#include <stdio.h>
#include <stdlib.h>
#include <unistd.h>
extern char *environ[];
int main(int argc, char *argv[])
{
int index = 0;
char **env = environ;
printf("Environment variables:\n");
index = 0;
while (env[index])
{
printf("envp[%d]: %s\n", index, env[index]);
++index;
}
return 0;
}
output:
Environment variables:
envp[0]: GH#þ
I want to print all the environments, but it can't work.
I changed extern char *environ[]
to extern char **environ
and it can print all the environments.
After changing the code output:
Environment variables:
envp[0]: XDG_SESSION_ID=8
envp[1]: TERM=xterm
envp[2]: SHELL=/bin/bash
envp[3]: SSH_CLIENT=192.168.1.224 1085 22
envp[4]: SSH_TTY=/dev/pts/0
...
I find this stuff impossible to follow without considering what is actually in memory, and how it is organized.
Somewhere in memory are a bunch of blocks of data that contain environment strings -- "foo=bar", "hello=world", and so on. Let's suppose for the sake of argument that "foo=bar" is at address 100, and "hello=world" is at address 200.
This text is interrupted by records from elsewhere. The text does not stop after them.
PR #668, opened 2022-06-07
Cassandra events

conorbros:
pulled from #662


rukai (approved):
The unreachable is fine because `Opcode::Event` and `ResponseBody::Event` are mutually inclusive.

We will also need the parsed ServerEvent to implement the CassandraPeersRewrite transform regardless of the event/pubsub solution we arrive at.

LGTM

benbromhead (approved):

PR #669, opened 2022-06-08
remove depends_on from Cassandra docker clusters

conorbros:
@rukai noticed we don't need this and it gives us a speedup on test runtime.


rukai (approved):
Nice!

XA21X (approved):

PR #671, opened 2022-06-08
Update deps

rukai:
`metrics::clear_recorder();` was removed from metrics (technically just marked unsafe and hidden from docs) due to being dangerous to use.
So I changed our metrics init code to instead ignore errors due to metrics already being initialized.


conorbros (approved):

shotover-proxy/src/runner.rs
```diff
@@ -77,7 +77,11 @@ impl Runner {
     pub fn with_observability_interface(self) -> Result<Self> {
         let recorder = PrometheusBuilder::new().build_recorder();
         let handle = recorder.handle();
-        metrics::set_boxed_recorder(Box::new(recorder))?;
+
+        // Result::Err can only occur when set_boxed_recorder has already been called.
+        // So we just ignore the error with .ok() as integration tests will cause shotover
+        // to be initialized multiple times thus recalling this function.
+        metrics::set_boxed_recorder(Box::new(recorder)).ok();
```
rukai, line 84: Ah...
Probably this doesnt actually work because some of the state here gets dropped and deinitializes the recorder when shotover shutsdown

conorbros: Oops, I thought the test suite had passed when I approved.

rukai: I pushed a fix.
The only reason im considering this fix is because the issue existed before, the only difference then was the clear_recorder function wasnt marked as unsafe. refer to https://github.com/metrics-rs/metrics/pull/302
So this is actually an improvement as the unsafe call will now show up in an audit whereas before the issue would have gone unnoticed.

And I really have no idea how to go about fixing it properly.
The proper fix would probably be actually spawning shotover in a separate process, that would fix this issue and a very similar issue in tracing init.
But that has considerable downsides and implementation time.

rukai:
@conorbros would be good to rereview this considering there was a drastic change since your previous approval.

conorbros (approved):

shotover-proxy/tests/helpers/mod.rs
```diff
@@ -157,7 +157,10 @@ impl Drop for ShotoverManager {
     fn drop(&mut self) {
         // Must clear the recorder before skipping a shutdown on panic; if one test panics and the recorder is not cleared,
         // the following tests will panic because they will try to set another recorder
-        metrics::clear_recorder();
+        // TODO: This is unsafe due to a possible race condition and we are doing nothing to prevent that race condition.
+        // It is left as is because there are no reasonable solutions to this problem at the moment.
+        // A possible way to trigger this issue would be creating a ShotoverManager instance in one thread while dropping a ShotoverManager instance in another thread.
+        unsafe { metrics::clear_recorder() };
```
conorbros, line 163: Moving forward what can we do to remove this `unsafe`?

rukai: Ah good point, ill raise an issue for it.

conorbros: Thanks!

benbromhead (approved):

PR #673, opened 2022-06-09
Move cassandra_int_tests modules into separate files

rukai:
About time we split this up. (And it was causing some insane nesting in something I was working on)

Moves everything out of the basic_driver_tests.rs file.
The actual tests go into cassandra_int_tests/mod.rs
The helper modules go into their own files.

No code has been changed only moved to different files.


shotover-proxy/tests/cassandra_int_tests/mod.rs
```diff
@@ -1 +1,460 @@
...
+mod udt;
+
+use crate::helpers::cassandra::{assert_query_result, execute_query, run_query, ResultValue};
+use crate::helpers::ShotoverManager;
+use cassandra_cpp::{stmt, Batch, BatchType, Error, ErrorKind, Session};
+use futures::future::{join_all, try_join_all};
+use serial_test::serial;
+use test_helpers::docker_compose::DockerCompose;
+
+fn test_batch_statements(connection: &Session) {
```
conorbros, line 19: Might as well move this too so this file is just tests

rukai: ah good point

conorbros (approved):

benbromhead (approved):
lgtm!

Somewhere else in memory is another block of data that lists the addresses of those data blocks (often followed by a zero, so we know where the list actually ends, if we don't know the size in advance}. So this block contains the data
{100,200,0}
If I defined this data as char *env[]
that would mean that there is a place in memory called env
, and at that place is the actual data block {100,200,0}. That is, the data at env
itself would be the number 100, which is the address of one of the environment strings. The next location after env
would contain 200, and the next after that 0 (OK, I'm simplifying a bit).
If I defined the data block {100,200,0} as a char **
, that would mean there is a place in memory called env
that contains the address of the data block {100,200,0}. The data stored at env
would not be "100" (the address of a string). It would be an address that indicates the start of the data block {100,200,0}.
In a C program, the environment is, in fact, a char **
, that is, the thing called environ
is not the start of a list of addresses of strings, it is the address of a list of addresses of strings. To see that, you can define it wrongly, and then correct it, as in this modified version of the original code:
extern char *environ[];
int main(int argc, char *argv[])
{
int index = 0;
char **env = (char **)environ[0];
printf("Environment variables:\n");
index = 0;
while (env[index])
{
printf("envp[%d]: %s\n", index, env[index]);
++index;
}
return 0;
}
Using char *environ[]
tells the compiler that (wrongly) the location called environ
begins a list of pointers to strings, arranged one after another in memory from that point onwards. In fact, only the data at the exact location environ
is relevant. We can think of that data as environ[0]
, and just cast it to the real data type, which is a char **
.
The differences between a char **
and a char *[]
are eroded, and thus made confusing, by the fact that C won't allow an array to be passed to a function. All arguments to functions are a single number -- either an primitive like an integer or float, or the address of something. If you try to pass an array (that is, a block of data), the address of the start of the block is passed instead. This means that in most code, you can actually use char **
and char *[]
as if they were the same thing. You get problems -- as in this question -- when the data is arranged in memory in a certain way, and the compiler cannot work out what that way is unless the programmer tells it by using the proper type declaration.